I’ve just finished a marathon session of Grey’s Anatomy, the medical drama.
Over the past few months, I’ve watched 13 whole seasons – that’s hundreds of episodes.
Hey, they don’t call it binge watching for nothing ☺
The problem is, when you watch that many episodes, they all start to blend into each other.
The medical emergencies all start to look similar… The dramas experienced by the main characters seem interchangable….
And it becomes clear that really, every episode is pretty much the same plot with different details. Someone always needs surgery… Something always goes wrong…. There’s always a couple getting together or breaking up.
It’s the same for virtually every television drama.
And there’s a lot you can learn from this if you’re marketing your business online.
If you want to send your email subscribers and social media audience the same key messages again and again without seeming really boring or sounding like you have nothing new to say, here’s a useful trick.
Think of yourself as a TV script-writer, who has to produce the same show week in, week out….. Keeping the same familiar elements the audience loves (or in your case, needs to hear), but changing the details.
In your case, you’re promoting the same product, service, course, webinar, event or piece of content….
But each time, tackle it from a different angle.
Here are five ways to do it – there are many!
1. Talk about the problems you solve.
List all the challenges your audience have in their lives right now that your offer helps solve.
Typically, your offer will solve one major problem, and many others your customers may not have considered.
For example, a bodyweight exercise programme from a personal trainer solves the problem of not having equipment to exercise with.
It also solves problems like:
- The guilt of paying for a gym membership and not using it
- Needing to exercise anywhere and at any time
- Failing to build healthy fitness habits that last a lifetime
- Not being able to maintain a healthy weight
Each of these is an email / email sequence / Blog post / social media update / eBook / video in its own right…..
Yet they can all lead to the exact same solution.

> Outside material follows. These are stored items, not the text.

PR #394, opened 2023-11-29
Parameter Analysis

horheynm:
```python3
import onnx

from sparsezoo.utils import (
    ONNXGraph,
    extract_node_id,
    extract_node_shapes_and_dtypes,
    get_node_num_zeros_and_size,
)
from sparsezoo.analyze_v2 import ParameterAnalysis

path = "/Users/george/.cache/sparsezoo/neuralmagic/resnet_v1-50-imagenet-pruned95_uniform_quantized/deployment/model.onnx"

model = onnx.load(path)
model_graph = ONNXGraph(model)
node_shapes, node_dtypes = extract_node_shapes_and_dtypes(model_graph.model)
parameter_analysis = {}
for node in model_graph.nodes:
    node_id = extract_node_id(node)
    node_shape = node_shapes.get(node_id)
    node_dtype = node_dtypes.get(node_id)
    
    parameter_analysis[node_id] = ParameterAnalysis(model_graph, node)
    # print(parameter_analysis[node_id].to_dict())
    # print(parameter_analysis[node_id].to_yaml())
```

### DIFF
--- a/src/sparsezoo/analyze_v2/model_validators/distribution_analysis_model.py
+++ b/src/sparsezoo/analyze_v2/model_validators/distribution_analysis_model.py
@@ -1,0 +1,43 @@
+# Copyright (c) 2021 - present / Neuralmagic, Inc. All Rights Reserved.
+#
+# Licensed under the Apache License, Version 2.0 (the "License");
+# you may not use this file except in compliance with the License.
+# You may obtain a copy of the License at
+#
+#    http://www.apache.org/licenses/LICENSE-2.0
+#
+# Unless required by applicable law or agreed to in writing,
+# software distributed under the License is distributed on an "AS IS" BASIS,
+# WITHOUT WARRANTIES OR CONDITIONS OF ANY KIND, either express or implied.
+# See the License for the specific language governing permissions and
+# limitations under the License.
+
+from typing import Dict, List, Optional, Union
+
+from pydantic import BaseModel, validator
+
+from sparsezoo.analyze_v2.model_validators.utils import type_validator
+
+
+class DistributionAnalysisModel(BaseModel):
+    counts: Optional[int]
+    mean: Optional[float]
+    median: Optional[float]
+    # modes: Optional[Union[List[float], numpy.ndarray]]
+    modes: Optional[List]
+    sum_val: Optional[float]
+    min_val: Optional[float]
+    max_val: Optional[float]
+    percentiles: Optional[Dict[float, float]]  # 0.1, 0.25, 0.5, 0.75, 0.9
+    std_dev: Optional[float]
+    skewness: Optional[float]
+    kurtosis: Optional[float]
+    entropy: Optional[float]
+    bin_width: Optional[float]  # (max_val - min_val) / num_bins
+    num_bins: Optional[int]  # 25
+    hist: Optional[List[float]]  # counts in each bin
+    bin_edges: Optional[List[float]]  # edge value for each bin
+
+    @validator("*", pre=True)
+    def validate_types(cls, value):
+        return type_validator(value)
--- a/src/sparsezoo/analyze_v2/parameter_analysis.py
+++ b/src/sparsezoo/analyze_v2/parameter_analysis.py
@@ -1,0 +1,208 @@
+# Copyright (c) 2021 - present / Neuralmagic, Inc. All Rights Reserved.
+#
+# Licensed under the Apache License, Version 2.0 (the "License");
+# you may not use this file except in compliance with the License.
+# You may obtain a copy of the License at
+#
+#    http://www.apache.org/licenses/LICENSE-2.0
+#
+# Unless required by applicable law or agreed to in writing,
+# software distributed under the License is distributed on an "AS IS" BASIS,
+# WITHOUT WARRANTIES OR CONDITIONS OF ANY KIND, either express or implied.
+# See the License for the specific language governing permissions and
+# limitations under the License.
+
+from typing import Any, Dict, Union
+
+import numpy
+import yaml
+from onnx import NodeProto
+
+from sparsezoo.analyze_v2.model_validators import (
+    DistributionAnalysisModel,
+    QuantizationAnalysisModel,
+    SparsityAnalysisModel,
+)
+from sparsezoo.utils import (
+    ONNXGraph,
+    get_node_num_four_block_zeros_and_size,
+    get_node_param_counts,
+    get_node_weight,
+    get_node_weight_bits,
+    get_numpy_distribution_statistics,
+    get_numpy_entropy,
+    get_numpy_modes,
+    get_numpy_percentiles,
+    is_quantized_layer,
+)
+
+
+class ParameterAnalysis:
+    """
+    Given model_graph and node, compute
+
+    1. counts / sparsity level
+    2. bits / quantization level
+    3. distribution
+
+    with respect to the weights in the node, if any.
+    """
+
+    def __init__(
+        self,
+        model_graph: ONNXGraph,
+        node: NodeProto,
+    ):
+        self.model_graph = model_graph
+        self.node = node
+
+        self.counts = self.get_counts()
+        self.bits = self.get_bits()
+        self.distribution = self.get_distribution()
+
+    def get_counts(self) -> Dict[str, Union[int, float]]:
+        """Get the number of dense and sparse weights"""
+        data = get_parameter_counts(self.model_graph, self.node)
+        return {
+            grouping: SparsityAnalysisModel(**counts_dict).dict()
+            for grouping, counts_dict in data.items()
+        }
+
+    def get_bits(self) -> Dict[str, Union[int, float]]:
+        """Get the number of bits and quantized bits from weights"""
+        data = get_parameter_bits(self.model_graph, self.node)
+        return {
+            grouping: QuantizationAnalysisModel(**bits_dict).dict()
+            for grouping, bits_dict in data.items()
+        }
+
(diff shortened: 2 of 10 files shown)


src/sparsezoo/analyze_v2/model_validators/distribution_analysis_model.py
```diff
@@ -0,0 +1,42 @@
...
+    std_dev: Optional[float]
+    skewness: Optional[float]
+    kurtosis: Optional[float]
+    entropy: Optional[float]
+    bin_width: Optional[float]
+    num_bins: Optional[int]
+    hist: Optional[List[float]]
+    bin_edges: Optional[List[float]]
+
+    @validator("*", pre=True)
```
dbogunowicz, line 40: What is the role of the asterisk and pre=True in this validator method?

src/sparsezoo/analyze_v2/model_validators/distribution_analysis_model.py
```diff
@@ -0,0 +1,42 @@
...
+
+from typing import Dict, List, Optional, Union
+
+from pydantic import BaseModel, validator
+
+from sparsezoo.analyze_v2.model_validators.utils import type_validator
+
+
+class DistributionAnalysisModel(BaseModel):
+    counts: Optional[int]
```
dbogunowicz, line 23: Let's add some documentation in form of `= Field(description= "...")`

src/sparsezoo/utils/onnx/analysis.py
```diff
@@ -438,3 +445,82 @@ def _get_node_input(
...
+def get_numpy_modes(arr: numpy.ndarray):
+    unique_values, counts = numpy.unique(arr.flatten(), return_counts=True)
+    max_value_indices = numpy.where(counts == numpy.max(counts))
+    mode = unique_values[max_value_indices]
+    return mode.tolist()
+
+
+def get_numpy_percentiles(
+    arr: numpy.ndarray, percentiles: List[int] = [10, 25, 50, 75, 90]
+):
```
dbogunowicz, line 518: nit: return types are missing across functions

src/sparsezoo/utils/onnx/analysis.py
```diff
@@ -438,3 +445,82 @@ def _get_node_input(
...
+    skewness = (numpy.sum((flatten_arr - mean_val) ** 3) / n) / (std_dev ** 3)
+    kurtosis = (numpy.sum((flatten_arr - mean_val) ** 4) / n) / (std_dev ** 4) - 3
+
+    return skewness, kurtosis
+
+
+def get_numpy_entropy(arr: numpy.ndarray):
+    """Remove dimensions and compute the overall entropy"""
+    flatten_arr = arr.flatten()
+    flatten_arr = flatten_arr[flatten_arr > 0]
```
dbogunowicz, line 503: why are we removing negative values?

src/sparsezoo/analyze_v2/parameter_analysis.py
```diff
@@ -0,0 +1,208 @@
...
+            "counts": num_weights,
+            "counts_sparse": num_weights_sparse,
+            "percent": num_weights_sparse / num_weights if num_weights > 0 else 0,
+        },
+        "block4": {
+            "counts": num_weights_four_block,
+            "counts_sparse": num_sparse_weights_four_blocks,
+            "percent": num_sparse_weights_four_blocks / num_weights_four_block
+            if num_weights > 0
+            else 9,
```
dbogunowicz, line 122: why nine? such a random number :)

src/sparsezoo/analyze_v2/parameter_analysis.py
```diff
@@ -0,0 +1,208 @@
...
+        bits = get_node_weight_bits(model_graph, node)
+
+    bits_quant = bits * is_quantized_layer(model_graph, node)
+    return {
+        "tensor": {
+            "bits": bits,
+            "bits_quant": bits * is_quantized_layer(model_graph, node),
+            "percent": bits_quant / bits if bits > 0 else 0,
+        },
+        # TODO: Channels
```
dbogunowicz, line 150: Intended?

dbogunowicz (changes requested):
Great job overall. I especially love the clear structure an the "bite-sized" PR

src/sparsezoo/analyze_v2/model_validators/distribution_analysis_model.py
horheynm: "*" tells pydantic to run the validator for all values. 
The reason I do it for all is because yaml conversion will be messed up in `to_yaml()`, because some type might be numpy.generic.
 pre tells to run the validator before populating the values

src/sparsezoo/analyze_v2/model_validators/distribution_analysis_model.py
```diff
@@ -0,0 +1,42 @@
...
+    mean: Optional[float]
+    median: Optional[float]
```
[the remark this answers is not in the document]
horheynm: because some nodes may not have weights, so instead of outputting zero, which means there is a value, i made it None, so when we compute the aggregated values it doesn't consider None as a value

src/sparsezoo/analyze_v2/parameter_analysis.py
```diff
@@ -0,0 +1,208 @@
...
+        self.node = node
+
+        self.counts = self.get_counts()
+        self.bits = self.get_bits()
+        self.distribution = self.get_distribution()
+
+    def get_counts(self) -> Dict[str, Union[int, float]]:
+        """Get the number of dense and sparse weights"""
+        data = get_parameter_counts(self.model_graph, self.node)
+        return {
```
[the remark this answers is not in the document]
horheynm: sure, i dont mind. Are there attributes in basemodel you were think of using in the future from this output?

src/sparsezoo/utils/onnx/analysis.py
horheynm: This gives Nan or some non number value from the equation if i remember right

src/sparsezoo/analyze_v2/parameter_analysis.py
horheynm: oh nice catch

src/sparsezoo/analyze_v2/parameter_analysis.py
horheynm: Yes, because not needed for sparsezoo ui for now. We'll need it for sparsify.

src/sparsezoo/analyze_v2/model_validators/distribution_analysis_model.py
horheynm: Ok

dbogunowicz (approved):

src/sparsezoo/analyze_v2/model_validator/parameter_analysis_model.py
```diff
@@ -0,0 +1,35 @@
...
+)
+from sparsezoo.analyze_v2.model_validator.quantization_analysis_model import (
+    QuantizationAnalysisModel,
+)
+from sparsezoo.analyze_v2.model_validator.sparsity_analysis_model import (
+    SparsityAnalysisModel,
+)
+
+
+class ParameterAnalysisModel(BaseModel):
```
bfineran, line 30: we don't need `Model` in all the subclass names since the rest tells us what it really is and the base pydantic class is more there for convienence (ie we wouldn't name a dataclass as `_DataClass`)

src/sparsezoo/analyze_v2/parameter_analysis.py
```diff
@@ -0,0 +1,214 @@
...
+
+        self.counts: Dict[str, int] = {}  # single grouping param counts
+        self.bits: Dict[str, int] = {}  # Tensor grouping bits
+
+        self.sparsity_analysis_model = self.get_sparsity()
+        self.quantization_analysis_model = self.get_quantization()
+        self.distribution_model = self.get_distribution()
+
+    def get_sparsity(self) -> List["SparsityAnalysisModel"]:
+        """Get the number of dense and sparse weights"""
```
bfineran, line 68: we need to standardize your docstrings to match repo standards

```
"""
[Generic info] (optional if covered by the rest)

:param PARAM1: ... (don't include self)
:param PARAM2: ...
:returns: ...
"""
```

src/sparsezoo/analyze_v2/parameter_analysis.py
```diff
@@ -0,0 +1,214 @@
...
+    }
+
+
+def get_parameter_distribution(
+    model_graph: ONNXGraph,
+    node: NodeProto,
+    num_bins: int = 25,
+    *args,
+    **kwargs,
+) -> Dict[str, Union[int, float]]:
```
bfineran, line 170: why not just return the model?

src/sparsezoo/analyze_v2/parameter_analysis.py
```diff
@@ -0,0 +1,214 @@
...
+            quantization_analysis_model.append(
+                QuantizationAnalysisModel(grouping=grouping, **counts_dict)
+            )
+
+        return quantization_analysis_model
+
+    def get_distribution(self) -> "DistributionAnalysisModel":
+        """Get the distribution statistics with respect to the weights"""
+        distribution_dct = get_parameter_distribution(self.model_graph, self.node)
+        return DistributionAnalysisModel(**distribution_dct)
```
bfineran, line 99: why not just return `None` if there's no weight. I think this will make it easier to check, rather than a user getting a constructed object with all the attrs set to None

bfineran (approved):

2. Talk about the benefits
What difference will this product, service or piece of content make to the life of your customer?
Does it save time or money, reduce stress, help them achieve a life-goal, teach them a new skill, or something else?
There are probably lots of different benefits you could highlight, each serving as the basis of a different campaign. Dangle those carrots……
3. Case studies
What success stories do you have from existing customers?
People love hearing about real people, just like them, who experienced similar problems but managed to solve them.
They connect to their hopes, fears and dreams, and start imagining themselves going through a similar process.
So emphasize the human interest angle.
From your point of view, it’s a great way to demonstrate value and show how your offer makes a difference in real life, while letting someone else (your customer) do the selling….
You can appeal to people’s logic and sceptics by showing measurable results comparing before/after scenarios, and appeal to people’s emotions by showing how your customers felt once you made a difference to their lives.
4. Go negative.
What alternative solutions has your audience tried that don’t work? Why don’t they work?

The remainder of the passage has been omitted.